* [Exercise description]: Wherever a line in the records below contains "corge", copy that line.

* [Dataset excerpts]:
PR #4615, opened 2023-05-24
libbpf-tools/opensnoop: Display mode.

eiffel-fl:
Hi.

In this contribution, I added the displyaing of file permission mode to `opensnoop` when extended information are requested:

```
$ sudo ./opensnoop -e
PID    COMM              FD ERR FLAGS    MODE PATH
125035 touch              3   0 02000000 000 /etc/ld.so.cache
125035 touch              3   0 02000000 000 /lib/x86_64-linux-gnu/libc.so.6
125035 touch              3   0 02000000 000 /usr/lib/locale/locale-archive
125035 touch              3   0 00004501 666 /tmp/quux
4274   zsh                3   0 00001501 666 /tmp/corge
125072 zsh                3   0 00001501 666 /dev/null
125106 cat                3   0 02000000 000 /etc/ld.so.cache
125106 cat                3   0 02000000 000 /lib/x86_64-linux-gnu/libc.so.6
125106 cat                3   0 02000000 000 /usr/lib/locale/locale-archive
125106 cat                3   0 00000000 000 /tmp/corge
```

Note that, this information is meaningful only when `open*()` is used to create a file, otherwise its value is 0.

### DIFF
--- a/libbpf-tools/opensnoop.bpf.c
+++ b/libbpf-tools/opensnoop.bpf.c
@@ -47,7 +47,7 @@ bool trace_allowed(u32 tgid, u32 pid)
 }
 
 static __always_inline
-int trace_enter(const char *filename, int flags)
+int trace_enter(const char *filename, int flags, __u16 mode)
 {
 	u64 id = bpf_get_current_pid_tgid();
 	/* use kernel terminology here for tgid/pid: */
@@ -59,6 +59,7 @@ int trace_enter(const char *filename, int flags)
 		struct args_t args = {};
 		args.fname = filename;
 		args.flags = flags;
+		args.mode = mode;
 		bpf_map_update_elem(&start, &pid, &args, 0);
 	}
 	return 0;
@@ -67,13 +68,13 @@ int trace_enter(const char *filename, int flags)
 SEC("tracepoint/syscalls/sys_enter_open")
 int tracepoint__syscalls__sys_enter_open(struct trace_event_raw_sys_enter* ctx)
 {
-	return trace_enter((const char *)ctx->args[0], (int)ctx->args[1]);
+	return trace_enter((const char *)ctx->args[0], (int)ctx->args[1], (__u16)ctx->args[2]);
 }
 
 SEC("tracepoint/syscalls/sys_enter_openat")
 int tracepoint__syscalls__sys_enter_openat(struct trace_event_raw_sys_enter* ctx)
 {
-	return trace_enter((const char *)ctx->args[1], (int)ctx->args[2]);
+	return trace_enter((const char *)ctx->args[1], (int)ctx->args[2], (__u16)ctx->args[3]);
 }
 
 static __always_inline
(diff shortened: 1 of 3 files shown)


libbpf-tools/opensnoop.h
```diff
@@ -18,6 +19,7 @@ struct event {
 	uid_t uid;
 	int ret;
 	int flags;
+	__u16 mode;
```
chenhengqi, line 22: This should be added to the end of the struct. Otherwise it introduces some hole inside the struct.

chenhengqi: I think `rwx` would be better.

libbpf-tools/opensnoop.bpf.c
```diff
@@ -46,8 +46,8 @@ bool trace_allowed(u32 tgid, u32 pid)
 	return true;
 }
 
-SEC("tracepoint/syscalls/sys_enter_open")
-int tracepoint__syscalls__sys_enter_open(struct trace_event_raw_sys_enter* ctx)
+static __always_inline
+int trace_enter(const char *filename, int flags, __u16 mode)
```
chenhengqi, line 50: We can drop this `__always_inline` and keep these in single line.

libbpf-tools/opensnoop.c
```diff
@@ -250,9 +288,20 @@ void handle_event(void *ctx, int cpu, void *data, __u32 data_sz)
 	printf("%-6d %-16s %3d %3d ", e->pid, e->comm, fd, err);
 	sps_cnt += 7 + 17 + 4 + 4;
 	if (env.extended) {
-		printf("%08o ", e->flags);
-		sps_cnt += 9;
+		// 11 due to 3 times "rwx", one for UID/GID or sticky bit and one for '\0'.
+		char *ret = malloc(11 * sizeof(char));
```
chenhengqi, line 292: `malloc` is unnecessary ? Just use stack variable.

libbpf-tools/opensnoop.c
```diff
@@ -199,6 +200,43 @@ static void sig_int(int signo)
...
+		{ S_IXUSR, 'x'},
+		{ S_IRGRP, 'r'},
+		{ S_IWGRP, 'w'},
+		{ S_IXGRP, 'x'},
+		{ S_IROTH, 'r'},
+		{ S_IWOTH, 'w'},
+		{ S_IXOTH, 'x'},
+	};
+
+	// Deal with rwx for user, group and others.
```
chenhengqi, line 227: No C++ style comments, please.

chenhengqi (commented):
I've tested this tool, but some output look strange:
```
2863755 cat                3   0 02000000 ---------- /etc/ld.so.cache
2863755 cat                3   0 02000000 ---------- /lib64/libc.so.6
2863755 cat                3   0 02000000 ---------- /lib64/libdl.so.2
```

Haven't dug into that.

* [Exercise result]:
4274   zsh                3   0 00001501 666 /tmp/corge
125106 cat                3   0 00000000 000 /tmp/corge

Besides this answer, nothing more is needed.